You may be right, and I actually agree with you: I think that in this case the most likely outcome is that Fable becomes available again at some point, albeit possibly only to a restricted set of users within the US.
But I think my larger points stands: even if we do see Fable access again, this is the beginning of government restriction of LLMs and we are going to see more and more of it. In fact, I would be very surprised if we ever see an open weight model with Mythos capabilities. Chinese labs have been consistently releasing open models 6-12 months behind the frontier. In 6 months we may see them go dark.
Similarly, in the US I think we can expect more and more government restrictions on the strongest LLMs, in ways that may go beyond flimsy checks like uploading a valid US passport. It may not happen this year but I think it will happen eventually.
It still surprises me sometimes that LLMs are just available for _anyone_ to use. Isn't it odd that it turned out this way? When I grew up reading sci-fi I thought AI, if I ever saw it in my lifetime, would be something locked up behind the walls of big corporations and governments. But instead we have all been able to use it for an infinity of banal purposes for $100 a month. This is a strange situation but we have got used to it. But it may not continue that way.
The Chinese labs would only go dark if they believe they’ve surpassed the American labs, otherwise what benefit is there to them to refrain from sharing the models? Better to have all of their allies able to use the same models by making them public
" if I ever saw it in my lifetime, would be something locked up behind the walls of big corporations and governments."
Who knows, maybe the good stuff is locked up. If one of these corporations had something very special they may very well find it more profitable to enjoy the competitive advantage of using it for themselves than marketing it.

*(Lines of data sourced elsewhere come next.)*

PR #43, opened 2025-05-08
Refactors spin-wave calculation for parallelism

alexhroom:
This PR refactors the spin-wave calculation so that it can be parallelised over q. Currently it seems that the parallelism slows things down, so I've put it behind a global flag `PARALLEL` while we're still testing things - I'll put some benchmarks together to see if it's faster for a large example. We also get a modest speed improvement as it avoids recalculating the `C` matrix for every q-value (it is q-independent) and also factors out the coupling-independent terms over sites.

### DIFF
--- a/pyspinw/calculations/spinwave.py
+++ b/pyspinw/calculations/spinwave.py
@@ -1,5 +1,6 @@
 """Spinwave Calculations"""
 
+import multiprocessing
 from concurrent.futures import wait, ProcessPoolExecutor
 from dataclasses import dataclass
 from enum import Enum
@@ -9,7 +10,7 @@ from scipy.linalg import ldl
 
 from pyspinw.checks import check_sizes
 
-PARALLEL = False
+PARALLEL = True
 
 
 # Disable linting for bad variable names, because they should match the docs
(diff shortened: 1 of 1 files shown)


pyspinw/calculations/spinwave.py
```diff
@@ -51,99 +54,99 @@ def spinwave_calculation(rotations: np.ndarray,
...
 
-        try:
-            sqrt_hamiltonian = np.linalg.cholesky(hamiltonian_matrix)
+        i = coupling.index1
+        j = coupling.index2
 
-            sqrt_hamiltonian_with_commutation = sqrt_hamiltonian.copy()
-            sqrt_hamiltonian_with_commutation[:, n_sites:] *= -1
+        A[i, j] += z[i, :] @ coupling.matrix @ z.conj()[j, :] * phase_factor
+        B[i, j] += z[i, :] @ coupling.matrix @ z[j, :] * phase_factor
```
mducle: I think that the expressions

```
z[i, :] @ coupling.matrix @ z.conj()[j, :]
```

and

```
z[i, :] @ coupling.matrix @ z[j, :]
```

are q-independent and that only `phase_factor` is q-dependent - so we should be able to factor the calculation of `A` and `B` further (e.g. remove the loop over `couplings`) to make it faster at the cost of looking a lot less like the equations.

alexhroom: we wouldn't be able to remove the loop over `couplings` because `phase_factor` is also dependent on the couplings (in particular the inter-site vector). I tried factoring it out (so the q-independent part of A and B are calculated when C is) and it didn't lead to a speedup, I think for this reason (in fact it may also lead to more array copies/writes)

mducle: So even if instead of using `z` we store two separate matrices:

```
Ac[i,j] = z[i, :] @ coupling.matrix @ z.conj()[j, :]
Bc[i,j] = z[i, :] @ coupling.matrix @ z[j, :]
```

it's not faster?

PS. We would have to be careful if a coupling is duplicated (two `coupling`s having the same `index1` and `index2` which is possible in SpinW as a convenience for users because in terms of the physics you think of a `coupling.matrix` which is proportional to the unit matrix `[[1, 0, 0], [0, 1, 0], [0, 0, 1]]` differently than one which is "antisymmetric" say, proportional to `[[0, 1, 0], [-1, 0, 0], [0, 0, 0]]` so that if you have a `coupling.matrix` of `[[1, 2, 0], [-2, 1, 0], [0, 0, 1]]`, in terms of the physics it makes more intuitive sense to decompose it into two `coupling`s)... so it might just be less buggy to leave the code as it is rather than try to eke out a bit of extra performance...

alexhroom: yeah, duplicate couplings cause issues - we only want to multiply the summand of `A[i,j]` for a *specific* coupling by the phase factor, but if we've added up A and B for all couplings in advance then it gets tricky to do that correctly

mducle:
@alexhroom 

I changed the code to parallelise over chunks of `q_vectors` instead of each q_vector individually and got a ~2x speedup:

Serial Python:
```
+------+---------------------+-----------------+--------------------+------------------+
| n_q  | ferromagnetic_chain | antiferro_chain | kagome_ferromagnet | kagome_supercell |
+------+---------------------+-----------------+--------------------+------------------+
| 100  |       0.121337      |     0.079652    |      0.406363      |     3.542459     |
| 500  |       0.603566      |     0.388887    |      2.017321      |    17.651729     |
| 1000 |       1.205572      |     0.806470    |      4.064086      |    35.582254     |
+------+---------------------+-----------------+--------------------+------------------+
```
Parallel Python:
```
+------+---------------------+-----------------+--------------------+------------------+
| n_q  | ferromagnetic_chain | antiferro_chain | kagome_ferromagnet | kagome_supercell |
+------+---------------------+-----------------+--------------------+------------------+
| 100  |       0.652569      |     0.509835    |      0.987606      |     2.949164     |
| 500  |       1.210489      |     0.683389    |      1.765415      |     8.909384     |
| 1000 |       1.501121      |     0.904601    |      2.356991      |    15.226496     |
+------+---------------------+-----------------+--------------------+------------------+
```
Not that impressive for a 16-core machine :shrug:

pyspinw/calculations/spinwave.py
```diff
@@ -48,25 +51,56 @@ def spinwave_calculation(rotations: np.ndarray,
...
     # Create the matrix sqrt(S_i S_j)/2
     root_mags = np.sqrt(0.5*magnitudes) # S_i / sqrt(2)
     spin_coefficients = root_mags.reshape(-1, 1) * root_mags.reshape(1, -1)
 
+    # calculate the C matrix for h(q), which is q-independent
+    C = np.zeros((n_sites, n_sites), dtype=complex)
+    for coupling in couplings:
+        i, j = (coupling.index1, coupling.index2)
+        C[j, j] += spin_coefficients[j,j] * eta[i, :].T @ coupling.matrix @ eta[j, :]
+    C *= 2
```
alexhroom, line 69: @mducle how does this line up with the theory? I see in Toth and Lake:

```math
C(k)_{j, j} = \delta_{ij} \sum_l S_l \eta_i^T J_{il}(0) \eta_l
```

how is the sum over $l$ captured here?

mducle: @alexhroom sorry for the late reply...

I actually don't know... Neither the Toth+Lake paper nor its predecessor by [Petit](https://www.neutron-sciences.org/articles/sfn/pdf/2011/01/sfn201112006.pdf) (just before section 3.3 on page 7 or 111) says what the sum over $$l$$ should run over... Looking at the matlab code, I see that this term is computed using [accumarray](https://github.com/SpinW/spinw/blob/master/swfiles/%40spinw/spinwave.m#L900) with the [indices](https://github.com/SpinW/spinw/blob/master/swfiles/%40spinw/spinwave.m#L635) simply being $$i==j$$ over the [list of couplings](https://github.com/SpinW/spinw/blob/master/swfiles/%40spinw/spinwave.m#L593) - e.g. it's just the sum over the couplings, rather than an additional sum over the $$\eta$$ vectors... 🤷 

So, I'm not sure what this equation really means either... sorry...

henrikjacobsenfys: They mention in the paper (just after Eq 51) how they do the sum. The equation doesn't include a sum over the eta vectors - it just selects the appropriate ones for each coupling. So it seems to me that this matches the theory just fine.

> . To calculate these (A, B,C), we run a summation over the _l_ index of the list of couplings. Each _l_ value is associated with an _(i, j)_ index representing the indices of the interacting atoms in the unit cell.

mducle: Doh! Should have read it more carefully!

alexhroom: cool, i'm happy with that

lucas-wilkins (approved):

> It still surprises me sometimes that LLMs are just available for _anyone_ to use. Isn't it odd that it turned out this way?
I assume it's some of their best training data.
To me, it is obvious that what we are going to have is KYC/AML style compliance from US banking.
We already have the rails for automated customer identification from US banking.
I think there is a larger "AGI" category error with all this too that is akin to the old futurist idea of driving nuclear powered cars in the "future". The Ford Nucleon.
Nuclear power comes to us in a mix of electricity from the utility company but is far too dangerous for an individual to posses nuclear material for personal nuclear reactors.
An electric car does run on nuclear energy in some sense but not the way the Ford Nucleon was envisioned.
The error of the AI bubble is that we are pricing these companies with SaaS multiples when they are eventually going to be public utilities. There is really no other way to handle the dual use nature of anything close to "AGI".